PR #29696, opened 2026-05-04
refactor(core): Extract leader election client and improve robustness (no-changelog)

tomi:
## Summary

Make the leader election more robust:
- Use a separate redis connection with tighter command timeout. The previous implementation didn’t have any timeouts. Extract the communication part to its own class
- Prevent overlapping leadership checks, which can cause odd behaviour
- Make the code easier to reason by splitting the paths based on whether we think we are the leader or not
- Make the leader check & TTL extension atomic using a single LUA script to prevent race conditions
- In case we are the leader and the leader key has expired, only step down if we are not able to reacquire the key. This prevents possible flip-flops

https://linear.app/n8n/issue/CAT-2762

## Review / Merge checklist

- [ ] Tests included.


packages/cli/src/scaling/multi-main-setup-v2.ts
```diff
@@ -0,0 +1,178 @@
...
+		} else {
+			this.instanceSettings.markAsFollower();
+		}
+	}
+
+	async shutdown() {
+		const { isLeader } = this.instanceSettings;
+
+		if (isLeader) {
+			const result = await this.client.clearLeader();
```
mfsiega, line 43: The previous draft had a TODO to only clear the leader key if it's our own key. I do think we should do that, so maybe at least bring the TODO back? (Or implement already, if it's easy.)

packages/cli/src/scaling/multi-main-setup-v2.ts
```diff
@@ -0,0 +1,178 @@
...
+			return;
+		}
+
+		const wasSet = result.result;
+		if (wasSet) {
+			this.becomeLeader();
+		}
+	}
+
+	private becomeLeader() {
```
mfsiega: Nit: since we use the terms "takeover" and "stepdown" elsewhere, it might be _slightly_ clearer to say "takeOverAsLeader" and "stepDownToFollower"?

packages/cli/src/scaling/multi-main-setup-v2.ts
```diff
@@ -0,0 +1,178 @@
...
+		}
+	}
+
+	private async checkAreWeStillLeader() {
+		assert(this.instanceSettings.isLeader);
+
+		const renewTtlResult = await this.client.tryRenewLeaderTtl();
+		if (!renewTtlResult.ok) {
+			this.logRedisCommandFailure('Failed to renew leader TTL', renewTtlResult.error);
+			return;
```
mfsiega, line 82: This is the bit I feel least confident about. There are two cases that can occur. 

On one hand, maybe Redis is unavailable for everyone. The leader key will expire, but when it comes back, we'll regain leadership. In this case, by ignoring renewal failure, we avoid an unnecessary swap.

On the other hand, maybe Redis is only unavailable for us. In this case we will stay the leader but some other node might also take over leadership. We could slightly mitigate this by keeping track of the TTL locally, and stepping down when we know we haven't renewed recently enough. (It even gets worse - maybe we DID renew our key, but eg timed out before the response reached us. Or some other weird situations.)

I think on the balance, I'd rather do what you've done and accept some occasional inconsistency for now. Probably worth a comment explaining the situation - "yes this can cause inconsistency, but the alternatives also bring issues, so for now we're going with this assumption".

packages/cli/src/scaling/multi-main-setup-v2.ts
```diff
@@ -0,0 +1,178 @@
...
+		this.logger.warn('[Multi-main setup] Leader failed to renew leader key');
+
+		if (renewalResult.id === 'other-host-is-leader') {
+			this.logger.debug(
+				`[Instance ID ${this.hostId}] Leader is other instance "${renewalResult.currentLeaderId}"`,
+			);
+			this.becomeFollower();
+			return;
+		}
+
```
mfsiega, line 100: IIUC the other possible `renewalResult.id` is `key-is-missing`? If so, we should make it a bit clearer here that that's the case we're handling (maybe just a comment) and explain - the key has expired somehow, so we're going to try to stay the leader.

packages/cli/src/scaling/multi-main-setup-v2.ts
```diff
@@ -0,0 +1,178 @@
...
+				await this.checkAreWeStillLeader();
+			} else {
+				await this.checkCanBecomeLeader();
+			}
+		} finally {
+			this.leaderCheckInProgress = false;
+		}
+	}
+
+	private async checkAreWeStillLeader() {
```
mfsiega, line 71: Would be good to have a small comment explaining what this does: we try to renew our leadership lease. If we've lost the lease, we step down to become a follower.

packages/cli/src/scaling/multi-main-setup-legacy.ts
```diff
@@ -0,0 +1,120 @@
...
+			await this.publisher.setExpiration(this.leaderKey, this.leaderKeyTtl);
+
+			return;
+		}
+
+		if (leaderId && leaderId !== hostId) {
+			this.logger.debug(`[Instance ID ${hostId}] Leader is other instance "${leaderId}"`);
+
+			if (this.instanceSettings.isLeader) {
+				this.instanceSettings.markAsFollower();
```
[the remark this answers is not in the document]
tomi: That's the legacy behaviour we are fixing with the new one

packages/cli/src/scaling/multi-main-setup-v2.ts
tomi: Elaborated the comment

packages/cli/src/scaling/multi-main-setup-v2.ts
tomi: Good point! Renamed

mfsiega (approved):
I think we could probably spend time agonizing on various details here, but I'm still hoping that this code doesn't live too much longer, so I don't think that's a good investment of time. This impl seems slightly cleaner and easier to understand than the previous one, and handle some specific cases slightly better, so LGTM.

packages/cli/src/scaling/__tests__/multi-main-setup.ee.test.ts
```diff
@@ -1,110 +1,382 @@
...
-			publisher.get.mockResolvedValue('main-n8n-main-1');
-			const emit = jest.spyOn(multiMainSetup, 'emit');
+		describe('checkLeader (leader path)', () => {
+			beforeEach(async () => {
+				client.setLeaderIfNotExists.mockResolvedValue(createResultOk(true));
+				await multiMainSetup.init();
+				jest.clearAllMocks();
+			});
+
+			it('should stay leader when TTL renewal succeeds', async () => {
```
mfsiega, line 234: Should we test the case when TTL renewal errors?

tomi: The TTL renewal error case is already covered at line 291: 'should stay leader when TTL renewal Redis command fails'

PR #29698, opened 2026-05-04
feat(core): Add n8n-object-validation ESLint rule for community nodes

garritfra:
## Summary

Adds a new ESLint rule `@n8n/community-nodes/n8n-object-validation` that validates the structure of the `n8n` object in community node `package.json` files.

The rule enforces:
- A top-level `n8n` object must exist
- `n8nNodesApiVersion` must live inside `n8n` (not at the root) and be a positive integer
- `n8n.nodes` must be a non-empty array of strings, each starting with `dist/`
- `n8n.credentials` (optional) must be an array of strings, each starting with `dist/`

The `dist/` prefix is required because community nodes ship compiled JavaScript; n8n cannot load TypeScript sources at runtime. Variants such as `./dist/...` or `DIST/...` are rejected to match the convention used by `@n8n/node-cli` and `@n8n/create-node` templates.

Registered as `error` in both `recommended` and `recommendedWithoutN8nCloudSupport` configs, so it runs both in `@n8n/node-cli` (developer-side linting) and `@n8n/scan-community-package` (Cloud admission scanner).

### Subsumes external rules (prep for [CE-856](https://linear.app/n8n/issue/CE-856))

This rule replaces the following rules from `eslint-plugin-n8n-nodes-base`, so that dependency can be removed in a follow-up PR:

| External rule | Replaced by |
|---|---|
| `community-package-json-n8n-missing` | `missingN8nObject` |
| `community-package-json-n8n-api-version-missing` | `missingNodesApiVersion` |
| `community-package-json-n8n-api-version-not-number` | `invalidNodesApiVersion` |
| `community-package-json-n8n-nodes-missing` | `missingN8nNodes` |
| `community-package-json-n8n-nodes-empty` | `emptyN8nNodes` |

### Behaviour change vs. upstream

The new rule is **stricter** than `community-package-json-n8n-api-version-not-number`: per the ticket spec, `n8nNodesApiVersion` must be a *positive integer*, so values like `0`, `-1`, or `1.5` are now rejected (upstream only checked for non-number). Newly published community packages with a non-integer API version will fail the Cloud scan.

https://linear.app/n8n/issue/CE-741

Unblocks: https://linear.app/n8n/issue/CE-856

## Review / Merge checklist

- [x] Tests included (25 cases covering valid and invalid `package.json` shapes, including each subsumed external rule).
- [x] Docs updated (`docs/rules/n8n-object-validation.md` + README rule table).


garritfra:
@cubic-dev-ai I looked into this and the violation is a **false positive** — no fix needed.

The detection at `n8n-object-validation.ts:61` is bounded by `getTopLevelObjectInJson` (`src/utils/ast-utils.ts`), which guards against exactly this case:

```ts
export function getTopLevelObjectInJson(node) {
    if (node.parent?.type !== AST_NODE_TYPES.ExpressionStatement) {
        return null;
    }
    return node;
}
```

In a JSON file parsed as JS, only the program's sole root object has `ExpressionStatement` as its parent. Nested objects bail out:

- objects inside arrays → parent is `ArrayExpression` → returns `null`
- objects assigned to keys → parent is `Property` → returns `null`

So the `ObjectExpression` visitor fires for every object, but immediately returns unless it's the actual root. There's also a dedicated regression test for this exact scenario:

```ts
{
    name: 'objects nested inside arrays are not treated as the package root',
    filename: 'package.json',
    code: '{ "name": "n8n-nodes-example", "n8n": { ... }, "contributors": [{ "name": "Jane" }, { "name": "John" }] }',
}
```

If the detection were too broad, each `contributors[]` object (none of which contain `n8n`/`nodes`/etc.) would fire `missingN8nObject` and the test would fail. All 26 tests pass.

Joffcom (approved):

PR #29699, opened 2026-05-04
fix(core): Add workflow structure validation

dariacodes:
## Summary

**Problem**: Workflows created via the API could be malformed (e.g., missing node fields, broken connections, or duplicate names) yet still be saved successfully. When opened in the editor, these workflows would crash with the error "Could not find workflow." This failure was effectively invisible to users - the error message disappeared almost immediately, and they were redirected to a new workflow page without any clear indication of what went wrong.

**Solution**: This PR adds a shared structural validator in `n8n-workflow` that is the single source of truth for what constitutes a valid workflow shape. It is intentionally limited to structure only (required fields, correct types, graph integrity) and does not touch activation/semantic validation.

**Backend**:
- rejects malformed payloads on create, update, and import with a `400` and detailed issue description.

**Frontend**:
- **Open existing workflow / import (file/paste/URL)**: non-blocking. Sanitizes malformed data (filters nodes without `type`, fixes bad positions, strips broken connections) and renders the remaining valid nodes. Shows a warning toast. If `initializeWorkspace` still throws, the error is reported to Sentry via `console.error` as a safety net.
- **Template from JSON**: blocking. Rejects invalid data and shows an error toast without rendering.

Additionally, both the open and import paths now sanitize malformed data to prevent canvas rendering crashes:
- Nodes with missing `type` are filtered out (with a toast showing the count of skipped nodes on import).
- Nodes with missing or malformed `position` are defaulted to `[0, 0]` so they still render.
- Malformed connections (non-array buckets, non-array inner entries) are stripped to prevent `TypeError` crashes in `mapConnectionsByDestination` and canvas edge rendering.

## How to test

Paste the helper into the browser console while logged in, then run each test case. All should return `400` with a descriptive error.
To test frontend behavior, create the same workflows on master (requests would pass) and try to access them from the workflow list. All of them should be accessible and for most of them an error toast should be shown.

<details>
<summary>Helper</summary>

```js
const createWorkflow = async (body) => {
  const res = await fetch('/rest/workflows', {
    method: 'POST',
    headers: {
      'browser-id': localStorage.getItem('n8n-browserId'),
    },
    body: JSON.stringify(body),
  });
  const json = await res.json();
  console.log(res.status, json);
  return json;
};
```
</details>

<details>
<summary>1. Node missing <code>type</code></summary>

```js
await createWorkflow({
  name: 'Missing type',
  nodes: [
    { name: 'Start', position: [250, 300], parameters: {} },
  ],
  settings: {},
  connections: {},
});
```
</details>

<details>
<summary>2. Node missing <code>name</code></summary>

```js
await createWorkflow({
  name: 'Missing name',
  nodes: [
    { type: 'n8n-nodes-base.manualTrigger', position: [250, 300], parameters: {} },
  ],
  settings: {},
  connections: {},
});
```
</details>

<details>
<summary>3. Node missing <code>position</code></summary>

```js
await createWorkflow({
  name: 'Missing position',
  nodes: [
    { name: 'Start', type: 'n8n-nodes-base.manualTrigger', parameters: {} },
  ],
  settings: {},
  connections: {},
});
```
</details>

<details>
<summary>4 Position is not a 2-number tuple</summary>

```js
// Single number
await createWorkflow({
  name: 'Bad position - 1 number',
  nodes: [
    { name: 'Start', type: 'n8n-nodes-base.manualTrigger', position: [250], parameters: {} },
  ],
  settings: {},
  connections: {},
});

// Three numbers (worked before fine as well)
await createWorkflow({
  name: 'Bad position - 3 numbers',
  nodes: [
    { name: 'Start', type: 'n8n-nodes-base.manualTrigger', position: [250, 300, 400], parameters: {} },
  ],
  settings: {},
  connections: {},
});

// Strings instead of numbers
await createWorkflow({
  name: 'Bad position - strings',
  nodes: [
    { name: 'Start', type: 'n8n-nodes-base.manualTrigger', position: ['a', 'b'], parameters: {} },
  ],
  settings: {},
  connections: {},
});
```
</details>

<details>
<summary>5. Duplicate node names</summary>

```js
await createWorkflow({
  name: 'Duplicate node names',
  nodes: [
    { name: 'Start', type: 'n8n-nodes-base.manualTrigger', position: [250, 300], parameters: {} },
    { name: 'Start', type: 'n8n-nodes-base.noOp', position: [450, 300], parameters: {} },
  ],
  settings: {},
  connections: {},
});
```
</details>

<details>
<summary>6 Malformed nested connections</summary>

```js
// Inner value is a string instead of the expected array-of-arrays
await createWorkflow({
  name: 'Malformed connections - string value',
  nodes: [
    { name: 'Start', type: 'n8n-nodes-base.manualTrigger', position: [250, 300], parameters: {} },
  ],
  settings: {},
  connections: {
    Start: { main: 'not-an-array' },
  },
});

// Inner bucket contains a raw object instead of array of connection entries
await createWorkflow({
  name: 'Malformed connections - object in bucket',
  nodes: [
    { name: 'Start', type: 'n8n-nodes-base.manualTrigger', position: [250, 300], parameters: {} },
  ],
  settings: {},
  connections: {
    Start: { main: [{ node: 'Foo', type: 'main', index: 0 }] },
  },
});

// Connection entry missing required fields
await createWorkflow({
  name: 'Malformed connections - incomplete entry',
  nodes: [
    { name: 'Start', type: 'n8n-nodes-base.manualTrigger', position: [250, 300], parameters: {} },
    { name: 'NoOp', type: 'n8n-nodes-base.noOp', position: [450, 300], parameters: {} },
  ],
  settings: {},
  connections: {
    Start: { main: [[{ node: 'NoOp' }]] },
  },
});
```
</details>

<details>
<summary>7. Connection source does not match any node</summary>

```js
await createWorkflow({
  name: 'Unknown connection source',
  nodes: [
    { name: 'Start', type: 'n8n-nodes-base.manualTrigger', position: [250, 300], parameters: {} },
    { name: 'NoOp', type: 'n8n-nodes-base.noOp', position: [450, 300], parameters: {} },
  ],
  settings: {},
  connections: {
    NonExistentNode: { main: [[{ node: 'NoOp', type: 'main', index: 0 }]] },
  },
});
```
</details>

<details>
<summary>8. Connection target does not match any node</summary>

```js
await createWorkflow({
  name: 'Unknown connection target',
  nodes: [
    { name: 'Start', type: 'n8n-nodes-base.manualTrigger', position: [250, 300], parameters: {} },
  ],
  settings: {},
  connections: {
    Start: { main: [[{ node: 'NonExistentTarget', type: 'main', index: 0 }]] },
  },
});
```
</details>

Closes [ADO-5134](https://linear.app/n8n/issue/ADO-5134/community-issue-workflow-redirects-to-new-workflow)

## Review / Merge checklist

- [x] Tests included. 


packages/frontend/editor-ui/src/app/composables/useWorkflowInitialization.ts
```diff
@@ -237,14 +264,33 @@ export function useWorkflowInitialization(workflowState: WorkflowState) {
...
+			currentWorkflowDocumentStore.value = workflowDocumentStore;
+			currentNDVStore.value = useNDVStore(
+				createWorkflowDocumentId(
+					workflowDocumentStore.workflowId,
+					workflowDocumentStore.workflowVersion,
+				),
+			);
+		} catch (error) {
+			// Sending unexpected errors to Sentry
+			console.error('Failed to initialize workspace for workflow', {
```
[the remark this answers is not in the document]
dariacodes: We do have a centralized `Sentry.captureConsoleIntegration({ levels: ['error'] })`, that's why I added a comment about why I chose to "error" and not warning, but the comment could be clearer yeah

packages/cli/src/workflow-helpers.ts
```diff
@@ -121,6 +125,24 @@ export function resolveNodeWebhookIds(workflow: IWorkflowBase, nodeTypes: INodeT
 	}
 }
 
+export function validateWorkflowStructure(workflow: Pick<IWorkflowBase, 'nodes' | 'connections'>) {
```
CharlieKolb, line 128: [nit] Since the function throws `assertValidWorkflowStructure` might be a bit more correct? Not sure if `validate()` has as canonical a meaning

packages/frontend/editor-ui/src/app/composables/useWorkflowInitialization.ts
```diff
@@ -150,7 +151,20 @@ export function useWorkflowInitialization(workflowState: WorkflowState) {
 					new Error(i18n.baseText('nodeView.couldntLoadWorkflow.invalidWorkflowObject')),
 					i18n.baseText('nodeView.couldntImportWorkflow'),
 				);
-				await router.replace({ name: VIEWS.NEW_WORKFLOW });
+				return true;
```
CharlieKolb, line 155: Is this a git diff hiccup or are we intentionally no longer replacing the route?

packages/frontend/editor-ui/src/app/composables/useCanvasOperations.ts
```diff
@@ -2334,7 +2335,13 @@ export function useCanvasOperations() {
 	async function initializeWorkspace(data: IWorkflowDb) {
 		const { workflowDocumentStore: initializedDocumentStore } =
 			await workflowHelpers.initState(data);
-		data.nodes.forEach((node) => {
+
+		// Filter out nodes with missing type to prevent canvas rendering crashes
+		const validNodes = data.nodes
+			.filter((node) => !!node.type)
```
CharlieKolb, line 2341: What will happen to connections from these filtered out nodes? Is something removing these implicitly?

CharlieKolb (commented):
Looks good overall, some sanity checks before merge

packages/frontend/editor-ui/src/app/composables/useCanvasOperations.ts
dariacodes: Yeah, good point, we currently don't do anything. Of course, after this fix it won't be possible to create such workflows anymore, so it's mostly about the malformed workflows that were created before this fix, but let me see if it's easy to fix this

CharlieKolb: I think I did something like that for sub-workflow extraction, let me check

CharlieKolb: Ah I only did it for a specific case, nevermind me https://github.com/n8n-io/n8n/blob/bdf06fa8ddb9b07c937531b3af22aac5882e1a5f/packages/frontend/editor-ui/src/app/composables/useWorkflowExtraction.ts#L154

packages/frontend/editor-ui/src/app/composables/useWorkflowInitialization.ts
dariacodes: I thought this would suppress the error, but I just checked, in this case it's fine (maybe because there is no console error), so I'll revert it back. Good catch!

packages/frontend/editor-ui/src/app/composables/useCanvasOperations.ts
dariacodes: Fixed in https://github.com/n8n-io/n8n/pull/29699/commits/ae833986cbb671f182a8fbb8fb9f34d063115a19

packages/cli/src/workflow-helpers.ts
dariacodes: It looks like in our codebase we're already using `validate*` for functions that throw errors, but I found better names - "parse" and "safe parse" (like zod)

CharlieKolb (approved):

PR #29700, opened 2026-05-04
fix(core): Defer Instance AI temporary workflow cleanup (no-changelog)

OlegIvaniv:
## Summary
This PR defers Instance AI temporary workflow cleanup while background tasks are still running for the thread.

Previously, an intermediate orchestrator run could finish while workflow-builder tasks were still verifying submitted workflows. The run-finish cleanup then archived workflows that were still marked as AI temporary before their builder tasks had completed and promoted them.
+++
_Problem requirements_. The answer must consist of every line from the records above that holds "explaining".

_Response to the task_.
I think on the balance, I'd rather do what you've done and accept some occasional inconsistency for now. Probably worth a comment explaining the situation - "yes this can cause inconsistency, but the alternatives also bring issues, so for now we're going with this assumption".
mfsiega, line 71: Would be good to have a small comment explaining what this does: we try to renew our leadership lease. If we've lost the lease, we step down to become a follower.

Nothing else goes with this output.